BEGIN RECORDS SUPPLIED

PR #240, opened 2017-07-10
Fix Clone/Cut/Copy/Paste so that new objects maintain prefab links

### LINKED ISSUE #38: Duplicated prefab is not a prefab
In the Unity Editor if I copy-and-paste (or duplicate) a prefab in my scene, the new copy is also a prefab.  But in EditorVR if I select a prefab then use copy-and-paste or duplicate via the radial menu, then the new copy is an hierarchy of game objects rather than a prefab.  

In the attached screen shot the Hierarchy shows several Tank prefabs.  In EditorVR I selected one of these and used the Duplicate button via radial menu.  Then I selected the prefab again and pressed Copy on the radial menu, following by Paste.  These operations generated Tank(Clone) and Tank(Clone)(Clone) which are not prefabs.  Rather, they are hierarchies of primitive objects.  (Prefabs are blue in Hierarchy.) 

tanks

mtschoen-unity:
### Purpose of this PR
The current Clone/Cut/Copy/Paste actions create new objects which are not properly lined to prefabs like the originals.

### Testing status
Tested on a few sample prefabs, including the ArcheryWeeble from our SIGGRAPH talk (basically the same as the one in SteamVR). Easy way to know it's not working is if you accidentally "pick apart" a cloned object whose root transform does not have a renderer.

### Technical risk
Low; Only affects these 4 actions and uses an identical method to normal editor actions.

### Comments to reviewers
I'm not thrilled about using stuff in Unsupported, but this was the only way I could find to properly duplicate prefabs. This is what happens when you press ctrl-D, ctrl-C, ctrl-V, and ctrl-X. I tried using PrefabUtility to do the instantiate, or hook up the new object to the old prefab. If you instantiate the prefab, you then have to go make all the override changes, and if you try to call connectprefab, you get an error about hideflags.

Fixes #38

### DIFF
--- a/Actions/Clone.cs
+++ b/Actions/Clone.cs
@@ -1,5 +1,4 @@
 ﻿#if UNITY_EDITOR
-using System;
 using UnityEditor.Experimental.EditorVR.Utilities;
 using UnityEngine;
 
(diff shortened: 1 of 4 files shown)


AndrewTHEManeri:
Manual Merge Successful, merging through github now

END RECORDS SUPPLIED
BEGIN RECORDS SUPPLIED

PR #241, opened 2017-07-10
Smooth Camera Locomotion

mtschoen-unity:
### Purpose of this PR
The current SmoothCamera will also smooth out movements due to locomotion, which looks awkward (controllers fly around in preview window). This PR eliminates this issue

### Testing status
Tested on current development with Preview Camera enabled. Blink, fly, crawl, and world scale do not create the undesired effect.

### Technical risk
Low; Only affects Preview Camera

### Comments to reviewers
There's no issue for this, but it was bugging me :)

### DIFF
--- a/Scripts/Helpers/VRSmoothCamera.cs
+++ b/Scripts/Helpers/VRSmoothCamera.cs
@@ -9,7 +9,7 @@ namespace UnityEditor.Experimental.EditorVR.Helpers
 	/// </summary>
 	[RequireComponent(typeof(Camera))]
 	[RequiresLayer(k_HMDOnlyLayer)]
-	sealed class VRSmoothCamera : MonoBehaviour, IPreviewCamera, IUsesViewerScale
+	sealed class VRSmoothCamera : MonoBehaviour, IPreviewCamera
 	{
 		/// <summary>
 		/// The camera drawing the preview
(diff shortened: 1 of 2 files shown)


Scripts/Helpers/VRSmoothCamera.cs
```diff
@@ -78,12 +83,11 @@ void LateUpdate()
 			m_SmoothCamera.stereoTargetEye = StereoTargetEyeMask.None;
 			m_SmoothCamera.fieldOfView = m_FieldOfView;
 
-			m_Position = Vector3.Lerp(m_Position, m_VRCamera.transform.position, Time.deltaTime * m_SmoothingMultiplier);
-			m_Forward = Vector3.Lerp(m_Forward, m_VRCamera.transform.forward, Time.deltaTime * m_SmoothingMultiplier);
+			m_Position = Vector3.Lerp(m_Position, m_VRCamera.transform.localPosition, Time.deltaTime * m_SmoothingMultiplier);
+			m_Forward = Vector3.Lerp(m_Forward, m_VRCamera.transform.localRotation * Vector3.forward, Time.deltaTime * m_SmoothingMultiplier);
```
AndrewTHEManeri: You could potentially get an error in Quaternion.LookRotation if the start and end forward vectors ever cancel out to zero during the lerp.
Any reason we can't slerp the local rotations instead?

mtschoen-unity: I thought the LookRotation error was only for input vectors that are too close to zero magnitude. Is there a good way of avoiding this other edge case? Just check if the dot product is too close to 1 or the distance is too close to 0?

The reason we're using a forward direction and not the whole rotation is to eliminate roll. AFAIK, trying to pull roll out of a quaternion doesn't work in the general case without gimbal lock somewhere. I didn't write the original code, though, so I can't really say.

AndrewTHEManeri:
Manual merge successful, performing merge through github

END RECORDS SUPPLIED

> TASK DESCRIPTION
Only one stretch of the entries above is wanted: the lines from the one containing "AndrewTHEManeri: You could" through the one containing "Manual merge successful, performing". Please reproduce it exactly.

> TASK ANSWER
AndrewTHEManeri: You could potentially get an error in Quaternion.LookRotation if the start and end forward vectors ever cancel out to zero during the lerp.
Any reason we can't slerp the local rotations instead?

mtschoen-unity: I thought the LookRotation error was only for input vectors that are too close to zero magnitude. Is there a good way of avoiding this other edge case? Just check if the dot product is too close to 1 or the distance is too close to 0?

The reason we're using a forward direction and not the whole rotation is to eliminate roll. AFAIK, trying to pull roll out of a quaternion doesn't work in the general case without gimbal lock somewhere. I didn't write the original code, though, so I can't really say.

AndrewTHEManeri:
Manual merge successful, performing merge through github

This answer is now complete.